- Pellefant

Publication information
- First appearance: 1954
- Created by: Rune Andréasson

In-story information
- Species: elephant
- Place of origin: Earth

= Pellefant =

Swedish comic book character

Pellefant is a Swedish comic book character, a blue living toy elephant. He was created by Rune Andréasson.

Pellefant's first appearance was in Andréasson's book Pellefant i Gottlandet ("Pellefant in Candyland" or "Pellefant in Tastyland"), which was written in the 1940s, but first published in 1954. Pellefant got his own comic book series from 1965 to 1993, although Andréasson very early left both illustration and scriptwriting over to others, first to Gösta Gummesson and the Dane Gil Johansen, and also Georges Bess during his stay in Sweden.

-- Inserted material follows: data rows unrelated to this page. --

Issue #4015, opened 2024-05-11
add wasmWasi build target


jillesvangurp:
Expand the wasm support by supporting wasmWasi target in addition to the wasmJs target that was added in #3598

OliverO2:
This will have to wait until support for the `wasmWasi` target lands in **kotlinx.coroutines**:
https://github.com/kotest/kotest/blob/13b7fbcebc1ff34c4d24b009972652799f9d38da/buildSrc/src/main/kotlin/kotest-js-conventions.gradle.kts#L19

vdshb:
FYI: **kotlinx.coroutines 1.9.0-RC** has wasmWasi support :
https://repo1.maven.org/maven2/org/jetbrains/kotlinx/kotlinx-coroutines-core-wasm-wasi/

OliverO2:
Thanks for the heads up. Leaving it as blocked for now until kotlinx.coroutines version 1.9.0 is released.

vdshb:
FYI: kotlinx.coroutines 1.9.0 with Wasm/WASI support is released:
https://github.com/Kotlin/kotlinx.coroutines/releases/tag/1.9.0

JesusMcCloud:
could we get a test build?

OliverO2:
There is no wasmWasi implementation yet.

I tried to add a wasmWasi back in August (locally). Thought it could be done quickly, since I already did it for the wasmJs target. Unfortunately, it did not work out for me. After changing 48 files in assertions, framework, engine, compiler and Gradle plugin, it required further changes to the compiler plugin and potentially a different reporting infrastructure. It took more time than I had available to figure out the details and the interplay between Kotest components.

JesusMcCloud:
I see, the comment in the sources made it seem like it was only blocked by coroutines. Thanks for the elaborate explanation!

sksamuel:
Supported in 6.0

EdricChan03:
It seems that the Wasi target still isn't published to Maven Central? [Trying to search for "kotest wasm wasi" yields no results](https://central.sonatype.com/search?q=kotest+wasm+wasi), while ["kotest wasm" only shows the wasmJs variant](https://central.sonatype.com/search?q=kotest+wasm)

vdshb:
Works fine in my projects - 6.0.7

sksamuel:
Closing as this was added in 6.0.

PR #6129, opened 2026-06-11
feat(kotest-property): Add Wasm WASI target to kotest-property and kotest-property-permutations

jsoizo:
Adds the `wasmWasi` target to `kotest-property` and `kotest-property-permutations`, so property-based testing can be used on Wasm WASI projects.

Wasm WASI support was added to the framework, assertions and engine modules in 6.0 (#4015), but the property modules were left out of that rollout. There a no technical blocker anymore:

- Both modules already support `wasmJs`, and all non-JVM `actual` implementations  live in `nonjvmMain` (seed persistence no-ops, `kotlin.uuid.Uuid`,  `KotestAssertionFailedError`, `EmptyArbResolver`), which the `wasmWasi` target
  inherits via the `nonjvm` hierarchy group configured by `kotest-wasi-conventions`.
- All dependencies are wasmWasi-ready: kotest-common, kotest-assertions-core,  kotest-framework-engine, kotlinx-coroutines (since 1.9.0), and `kotlin  0.0.6 (which backs the common `Arb.pattern`) publishes a `wasm-wasi` artifact.

The change is therefore just applying the existing `kotest-wasi-conventions`plugin to both modules — no source changes required.

I considered using kotest pbt when adding Wasm WASI support to the kotlin-csv library, but due to this issue, I have implemented the following workaround.

```
listOf("compileTestKotlinWasmWasi", "wasmWasiTest", "wasmWasiNodeTest").forEach { taskName ->
    tasks.matching { it.name == taskName }.configureEach { enabled = false }
}
```

### DIFF
--- a/kotest-property/build.gradle.kts
+++ b/kotest-property/build.gradle.kts
@@ -4,6 +4,7 @@ plugins {
    id("kotest-watchos-device-conventions")
    id("kotest-native-conventions")
    id("kotest-js-conventions")
+   id("kotest-wasi-conventions")
    id("kotest-publishing-conventions")
 }
 
--- a/kotest-property/kotest-property-permutations/build.gradle.kts
+++ b/kotest-property/kotest-property-permutations/build.gradle.kts
@@ -1,6 +1,7 @@
 plugins {
    id("kotest-jvm-conventions")
    id("kotest-js-conventions")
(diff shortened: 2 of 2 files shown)


sksamuel:
Amazing

sksamuel (approved):

PR #6134, opened 2026-06-14
align compile toolchain with minimum supported Kotlin version for KLIB ABI compatibility

alfonsoristorato:
Kotest's KMP/Native KLIBs were being compiled with the Kotlin 2.3.20 compiler, stamping KLIB ABI version 2.3.x into the artifacts. Consumers on Kotlin 2.2 would see the resolver skip these KLIBs with:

Pellefant has appeared in Finland in the 1980s and 1990s in his own comic book series, and also for a short time in the Bamse comic book. Pellefant was published in India in the early Eighties, translated to English as 'Appu the Pellephant'. The series was short-lived.

==Characters==
- Pellefant
  A small blue elephant, headstrong and priggish, somewhat like Karlsson-on-the-Roof. His way of often acting first and thinking later often leads Pellefant into difficult situations, which he always fails to realise, because he views himself as the best in the world. But his loud, trumpeting voice often helps him deal with the difficult situations.
- Pip
  A small mouse who is Pellefant's best friend and often saves him from difficult situations, like Jiminy Cricket.
- Filur
  Originally a small and evil wizard who often failed in his magic. After Gil Johansen took over scriptwriting, Filur became nicer and nicer, eventually becoming a bickering friend of Pellefant and Pip, or occasionally even a genuine friend.
- The liquorice troll (Lakritstrollet)
  A large and slow-witted figure with black fur, who often causes mischief. He is Filur's companion but is often heavily exploited by him.
- Other toys
  Pellefant and Pip live in a house together with a handful of other toy figures, including a cowboy doll, an Indian doll, a girl doll and a toy dog, among others.